UTAMARO O MEGURU GONIN NO ONNA (Cinco Mulheres à volta de Utamaro) de Kenji Mizoguchi - 01.10.2003


(...)Mizoguchi não elide a natureza das relações entre Utamaro e as suas cinco mulheres. Para além das duas que já falei, Yukie (“a escola chinesa: inexpressiva”), Oshin, a mulher mais carnal, e Okita, aquela que levou às últimas sequências, mortais e vitais, a ética e a estética de Utamaro, aquela que, na vida, foi tão ao fundo como Utamaro o foi na pintura. Sabemos que foi amante de todas. Mas a posse total só se dá, quando todas elas se transformam em pintura, quando a criação erótica se funde com a criação artística.
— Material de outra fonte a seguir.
PR #49, opened 2024-01-08
Configure k8s services for joining control-plane nodes

bschimke95:
Configures the k8s service configurations appropriately when joining a node to a cluster.

The joining node will request the configuration from the master node by querying the `/k8sd/cluster/join` endpoint. The joining node will then apply the configuration overwrites on top of the arguments defined in the `k8s/args` directory, generate the certificates and sign them with the cluster CA.
Note that the control-plane nodes directly query the CA certkey pair from the `k8sd` database, worker-nodes (follow-up PR) will get the cert via the REST endpoint.

```
ubuntu@basic:~/k8s-snap$ sudo /snap/k8s/current/bin/kubectl --kubeconfig /var/snap/k8s/common/etc/kubernetes/admin.conf get nodes -A
NAME                STATUS   ROLES    AGE   VERSION
my-happy-node       Ready    <none>   16h   v1.29.0
node-mc-nodeface    Ready    <none>   65s   v1.29.0
``` 

Also, moves the snap implementation behind the `snap` interface to allow for proper testing in the future.


src/k8s/pkg/k8s/setup/kubeconfigs.go
```diff
@@ -58,11 +67,87 @@ func InitKubeconfigs(ctx context.Context, state *state.State, ca *cert.CertKeyPa
...
 		if err != nil {
 			return fmt.Errorf("failed to generate kubeconfig for %s: %w", config.username, err)
 		}
 	}
 
 	return nil
 }
+
+// GenerateX509Kubeconfig creates a kubeconfig file with the given x509 certificate and key data.
+func GenerateX509Kubeconfig(keyPem, certPem, caCertPem []byte, path string, overwrites *KubeConfigOverwriteOpts) error {
```
bschimke95, line 80: Moved this here because of cyclic dependencies.
Also, that methods are only used in this file, so it makes sense to have it contained in one place.

src/k8s/api/v1/cluster.go
```diff
@@ -14,6 +14,23 @@ type InitClusterRequest struct{}
...
 type InitClusterResponse struct{}
 
+// JoinClusterRequest is used to request the configuration to join the k8s cluster.
+type JoinClusterRequest struct {
+	Token string `json:"token"`
+}
+
+// JoinClusterResponse is the response for "POST 1.0/k8sd/cluster/join".
+type JoinClusterResponse struct {
+	ExtraServiceArgs ExtraServiceArgs `json:"service_argument_overwrites"`
```
neoaggelos, line 24: `extraServiceArgs` or `extra_service_args`, let's pick one and follow it everywhere.
```suggestion
	ExtraServiceArgs ExtraServiceArgs `json:"extraServiceArgs"`
```

neoaggelos: Personally, I am a fan of "named" arguments, e.g. `ExtraKubeletArgs`, `Extra$$$$Args`, etc, as it sets explicit expectations about field names and supported values, even though it leads to duplication.

I am happy to keep this if you consider too much work to change it.

src/k8s/pkg/component/hook.go
```diff
@@ -26,11 +27,7 @@ func networkValues() (map[string]any, error) {
 	}
 
 	// TODO: the cluster cidr should be configurable through a common interface
-	clusterCIDRStr, err := utils.GetServiceArgument("kube-proxy", "--cluster-cidr")
-	if err != nil {
-		return nil, fmt.Errorf("failed to get cluster cidrs from kube-proxy arguments: %w", err)
-	}
-
+	clusterCIDRStr := snap.GetServiceArgument(snap.Instance(), "kube-proxy", "--cluster-cidr")
```
neoaggelos, line 30: Ideally, `snap.Instance()` would eventually be initialized once and passed to all callers as needed, but it's OK to start with this.

src/k8s/pkg/k8s/setup/certificates.go
```diff
@@ -7,15 +7,20 @@ import (
 )
 
 // InitCertificates sets up the CAs and the necessary server certificates that is used by Kubernetes.
-func InitCertificates() (*cert.CertificateManager, error) {
+// An initial CertificateAuthority can be provided. If not, a self-signed one will be generated.
```
neoaggelos, line 10: minor fix, godoc should start with the function name

src/k8s/pkg/k8s/setup/kubeconfigs.go
```diff
@@ -58,11 +67,87 @@ func InitKubeconfigs(ctx context.Context, state *state.State, ca *cert.CertKeyPa
...
+			ApiServerPort: port,
+			CertData:      base64.StdEncoding.EncodeToString(certPem),
+			KeyData:       base64.StdEncoding.EncodeToString(keyPem),
+		},
+		path,
+	)
+}
+
+// generateKubeconfig creates a kubeconfig file with the given token and CA data.
+func generateKubeconfig(token string, caCertPem []byte, path string, overwrites *ExtraKubeConfigArgs) error {
```
neoaggelos, line 104: nit, from the caller site, seeing "generate" makes me expect to get the kubeconfig as a return value, but instead we write to a file on disk. maybe change this to something like `renderKubeconfig`?

src/k8s/pkg/k8s/setup/kubeconfigs.go
```diff
@@ -2,17 +2,26 @@ package setup
...
 )
 
+type ExtraKubeConfigArgs struct {
+	ApiServerIp   *string
+	ApiServerPort *int
+}
+
 // InitKubeconfigs generates the kubeconfig files that services use to communicate with the apiserver.
-func InitKubeconfigs(ctx context.Context, state *state.State, ca *cert.CertKeyPair) error {
+func InitKubeconfigs(ctx context.Context, state *state.State, ca *cert.CertKeyPair, overwrites *ExtraKubeConfigArgs) error {
```
neoaggelos, line 24: `ExtraArgs` could also be a struct, not a pointer? simplifies the if-else logic later on?

src/k8s/pkg/k8s/setup/kubeconfigs.go
```diff
@@ -58,11 +67,87 @@ func InitKubeconfigs(ctx context.Context, state *state.State, ca *cert.CertKeyPa
...
+	}
+
+	if overwrites.ApiServerIp != nil {
+		if net.ParseIP(*overwrites.ApiServerIp) == nil {
+			return "", 0, fmt.Errorf("%s is not a valid ip", *overwrites.ApiServerIp)
+		}
+		ip = *overwrites.ApiServerIp
+	} else {
+		ip = "127.0.0.1"
+	}
```
neoaggelos, line 137: Hostnames can also work here (e.g. `my-lb.example.com`). I would skip this check. Maybe set `ip` (or `host`) to `127.0.0.1`, or use the override.

src/k8s/pkg/k8s/setup/serviceargs.go
```diff
@@ -2,19 +2,44 @@ package setup
...
+	"os"
+	"regexp"
+	"strings"
 
+	apiv1 "github.com/canonical/k8s/api/v1"
+	"github.com/canonical/k8s/pkg/snap"
 	"github.com/canonical/k8s/pkg/utils"
 )
 
+const argumentPattern = `--?($ARGUMENT_NAME)[[:space:]]*=[[:space:]]*([^[:space:]\n]+)`
```
neoaggelos, line 14: If we are using regex:

```suggestion
var argumentPatternRe = regexp.MustCompile(`--?($ARGUMENT_NAME)[[:space:]]*=[[:space:]]*([^[:space:]\n]+)`)
```

src/k8s/pkg/k8s/setup/serviceargs.go
```diff
@@ -2,19 +2,44 @@ package setup
...
+		if ao, exists := (*overwrites)[service]; exists {
+			for argument, value := range ao {
+				pattern := strings.ReplaceAll(argumentPattern, "$ARGUMENT_NAME", argument)
+				re := regexp.MustCompile(pattern)
+				if matches := re.FindStringSubmatch(serviceArgs); matches != nil {
+					argumentWithNewValue := strings.ReplaceAll(matches[0], matches[2], value)
+					serviceArgs = strings.ReplaceAll(serviceArgs, matches[0], argumentWithNewValue)
+				}
+			}
+		}
```
neoaggelos, line 40: I see the value in having a regex for this, but if we do so, please ensure we have proper unit tests for the cases that we _at least_ expect to happen most of the time.

As reference or example, see https://github.com/canonical/microk8s-cluster-agent/blob/main/pkg/snap/services.go and https://github.com/canonical/microk8s-cluster-agent/blob/main/pkg/snap/services_test.go

Also, as a general comment, I would prefer working on structured data (e.g. arguments should be a `map[string]string` or something similar when we mutate them), and only ever render them at the end (in the format of the args file we have).

Otherwise, we mix business logic with the representation, and makes it hard to test/validate/maintain in the future.

neoaggelos (commented):
Did an initial pass for comments. Overall it's going in the right direction.

src/k8s/pkg/snap/snap.go
```diff
@@ -0,0 +1,98 @@
...
+var lock = &sync.Mutex{}
+
+// Instance returns an instance of the snap.
+//
+// Singletons have a lot of downsides but I think
+// this fits quite well here. The snap struct doesn't really
+// handle any state and with the given structure of the k8s snap
+// it is not easy to create and inject one snap instance in the
+// application root.
+func Instance() Snap {
```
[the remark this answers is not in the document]
neoaggelos: see also my other comment, it's fine to keep this as-is for now, maybe with a FIXME at the top describing what we should _eventually_ do

src/k8s/pkg/k8s/setup/serviceargs.go
```diff
@@ -2,19 +2,44 @@ package setup
...
-//   - For each service, copies the default arguments files from the snap under $SNAP_DATA/args
+//   - For each service, copies the default arguments files from the snap under $SNAP_DATA/args and apply any overwrites
 //   - Note that the `k8sd` service is already configured in the snap install hook and thus not included here
-func InitServiceArgs() error {
+func InitServiceArgs(overwrites *apiv1.ExtraServiceArgs) error {
+	if overwrites == nil {
+		overwrites = &apiv1.ExtraServiceArgs{}
+	}
+
 	for _, service := range []string{"containerd", "k8s-dqlite", "kube-apiserver", "kube-controller-manager", "kube-proxy", "kube-scheduler", "kubelet"} {
```
neoaggelos, line 24: If the reason for a single `ExtraServiceArgs` is to do this, see https://github.com/canonical/microk8s-cluster-agent/blob/main/pkg/k8sinit/apply.go#L68-L98 for a way to do it with named struct fields as well.

src/k8s/api/v1/cluster.go
bschimke95: I agree. However, in this phase we probably need to play around a bit in terms of what parameters we want to overwrite or add. Having explicit parameters would mean significant overhead for a simple test (e.g. adding it to the response struct, parsing it etc.). I added a TODO to revise this once the k8s-snap matured a bit.

src/k8s/pkg/component/hook.go
bschimke95: I agree. However, this is not yet easily possible with the microcluster framework as described in the GH comment. We'll can update this once microcluster supports something like `OnRequest` hooks (which is "in the making" according to the microcluster folks).

src/k8s/pkg/k8s/setup/certificates.go
bschimke95: Not sure if I miss anything, but it does this already, right? It's a multiline comment.

src/k8s/pkg/k8s/setup/serviceargs.go
bschimke95: `regexp.MustCompile` is called after the `$ARGUMENT_NAME` is replaced to ensure that the regexp is still valid.

src/k8s/pkg/k8s/setup/serviceargs.go
bschimke95: Very good point. I parse the argument file now into a map and overwrite the values there. Way cleaner

src/k8s/pkg/k8s/setup/serviceargs.go
bschimke95: I went for map approach so this is obsolete anyway

src/k8s/pkg/snap/snap.go
```diff
@@ -0,0 +1,102 @@
...
+		if snapInstance == nil {
+			snapInstance = NewSnap(
+				os.Getenv("SNAP"),
+				os.Getenv("SNAP_DATA"),
+				os.Getenv("SNAP_COMMON"),
+			)
+		}
+	}
+
+	return snapInstance
```
addyess, line 63: Is this semantic a go norm to double check the `inst` value?  I don't have much experience here in go so i'm just asking


I did find another pattern using `sync.Once`

```go
var once sync.Once

type single struct {
}

var singleInstance *single

func getInstance() *single {
    if singleInstance == nil {
        once.Do(
            func() {
                fmt.Println("Creating single instance now.")
                singleInstance = &single{}
            })
    } else {
        fmt.Println("Single instance already created.")
    }

    return singleInstance
}
```

addyess: make the instance a pointer instead and use `once.Do` for the instance creation

```go
var snapInstance *Snap
```


```suggestion
    once.Do(func() {
    	snapInstance = &NewSnap(
		    os.Getenv("SNAP"),
			os.Getenv("SNAP_DATA"),
			os.Getenv("SNAP_COMMON"),
		)
    }
	return snapInstance
```

src/k8s/pkg/snap/services.go
```diff
@@ -0,0 +1,107 @@
...
+
+import (
+	"errors"
+	"fmt"
+	"os"
+	"strings"
+
+	"github.com/canonical/k8s/pkg/utils"
+)
+
```
addyess, line 11: what's the reason for the functions `GetServiceArgument` and `UpdateServiceArguments` to accept `Snap` as a first argument type rather than as a method on the `Snap`

`func (Snap *)GetServiceArgument(serviceName string ...) (...)`

neoaggelos: `Snap` is an interface, therefore it cannot implement methods.

src/k8s/pkg/snap/snap.go
```diff
@@ -0,0 +1,102 @@
...
+	}
+
+	for _, opt := range options {
+		opt(s)
+	}
+	return s
+}
+
+var snapInstance Snap
+var lock = &sync.Mutex{}
```
neoaggelos, line 37: I see why we do this here, but I don't believe there is any reason to go with a singleton object. I think at this point it's OK to initialize new instances as needed, there is not much initialization happening, just a struct being created.

The right way to approach is that we create an instance when we start then ensure to pass it around as needed, not a singleton object.

I would recommend just removing this, we can keep `snap.Instance()` as a temporary easy solution.

src/k8s/pkg/snap/snap.go
neoaggelos: `sync.Once` is indeed a way to do this, but see comment above, we don't really need this.

neoaggelos (commented):
Some more comments

src/k8s/pkg/snap/snap.go
bschimke95: The double `nil` check is because:
```
There is another nil-check after the lock is acquired. This is to ensure that if more than one goroutine bypasses the first check, only one goroutine can create the singleton instance. Otherwise, all goroutines will create their own instances of the singleton struct.
```

(shamelessly copied from here: https://refactoring.guru/design-patterns/singleton/go/example)

Your suggestion works as well (thanks for that!) but this is kind of a temporary solution as Angelos already wrote, so I'll keep my variant. Also note that all this locking is required to avoid problems with a massive amount of go routines, which we do not have.

src/k8s/pkg/snap/services.go
bschimke95: I guess Adam refers to the `snap` struct. 

If you do this, there would be no easy way to test this method. You could provide a mock implementation for other methods to use but you could not test that method in isolation. By injecting a mock `Snap` implementation this is possible.

src/k8s/pkg/snap/snap.go
bschimke95: fair - i'll change it

src/k8s/api/v1/cluster.go
```diff
@@ -22,6 +22,24 @@ type GetKubeConfigResponse struct {
...
 
+// JoinClusterRequest is used to request the configuration to join the k8s cluster.
+type JoinClusterRequest struct {
+	Token string `json:"token"`
+}
+
+// JoinClusterResponse is the response for "POST 1.0/k8sd/cluster/join".
+type JoinClusterResponse struct {
+	// TODO: use named arguments (e.g. ExtraKubeletArgs) instead.
+	ExtraServiceArgs ExtraServiceArgs `json:"extraServiceArgs"`
```
neoaggelos, line 33: Note that this is not just a matter of TODO here, since it might be hard to retrofit without an API change. Not a problem (and there are ways to embed structs and hopefully preserve backwards-compatibility in the future.

Please also add a godoc here, explaining how ExtraServiceArgs are used.

src/k8s/pkg/component/hook.go
neoaggelos, line 30: what about possible errors herer?

src/k8s/pkg/k8s/setup/kubeconfigs.go
```diff
@@ -58,11 +66,80 @@ func InitKubeconfigs(ctx context.Context, state *state.State, ca *cert.CertKeyPa
...
+			"kube-apiserver",
+			"--secure-port",
+		))
+		if err != nil {
+			return "", 0, fmt.Errorf("apiserver port is not an integer: %w", err)
+		}
+	}
+
+	return ip, port, err
+}
```
neoaggelos, line 145: nit, this is maybe just two separate functions, also no need for extra structs.

neoaggelos (commented):
Getting there, mostly minor nits.

src/k8s/pkg/snap/services.go
addyess: i think `Snap` as an interface was the reasoning i was looking for.  I don't have the go chops yet to understand the language semantics so this was just an effort to learn the language

src/k8s/pkg/component/hook.go
bschimke95: Then an empty string is returned. I copied that behavior over from the cluster-agent. IMHO there is not much that a user can do that requires to distinguish between an empty value and an error

src/k8s/pkg/component/hook.go
```diff
@@ -5,16 +5,17 @@ import (
...
 
-type valuesHook func() (map[string]any, error)
+type valuesHook func(snap.Snap) (map[string]any, error)
 
 var valuesHooks = map[string]valuesHook{
 	"network": networkValues,
 }
 
-func networkValues() (map[string]any, error) {
+func networkValues(sn snap.Snap) (map[string]any, error) {
```
neoaggelos, line 18: `sn` does not read very well. `snap` is better here, also other places. it's fine if we shadow the `snap` package name.

neoaggelos: or perhaps `s` if context is well-known

bschimke95: There is a lot of potential for collisions. 
s -> micrcluster state
Simply shadowing the snap package also is not always possible as we have `snap.MySnapFunction` and `snap := snapFromContext`

Where required, I renamed the package to `snapPkg` and shadowed the `snap`name otherwise.

src/k8s/pkg/component/hook.go
```diff
@@ -5,16 +5,17 @@ import (
...
 
-type valuesHook func() (map[string]any, error)
+type valuesHook func(s.Snap) (map[string]any, error)
 
 var valuesHooks = map[string]valuesHook{
 	"network": networkValues,
 }
 
-func networkValues() (map[string]any, error) {
+func networkValues(snap s.Snap) (map[string]any, error) {
```
neoaggelos, line 18: the comment was about making this `s snap.Snap` instead, not change the package name to `s`, sorry if this was not clear.

neoaggelos (commented):
LGTM, there are things we can iterate on as future work.

Just a minor nit to make the code a bit more readable and we are good to go!

neoaggelos (approved):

Neste sentido, mais do que sujeito deste filme sobre um pintor, a pintura é objecto deste filme. Porque só na pintura está “a essência da mulher”, “a beleza de todas as mulheres” e porque a finalidade de todos os acontecimentos e de todos os movimentos é a imagem fixa, a imagem pintada, por isso mesmo a imagem nunca representada. E a única mulher de que não conhecemos imagem captada – Okita – é a que inscreveu na sua ética a estética de Utamaro, reclamando-se do seu exemplo para o duplo crime que cometeu.
Desta situação objectiva e da objectividade da imagem fixa, da pintura do filme, decorre a variável estilística de Cinco Mulheres à Volta de Utamaro, como caso único na obra de Mizoguchi.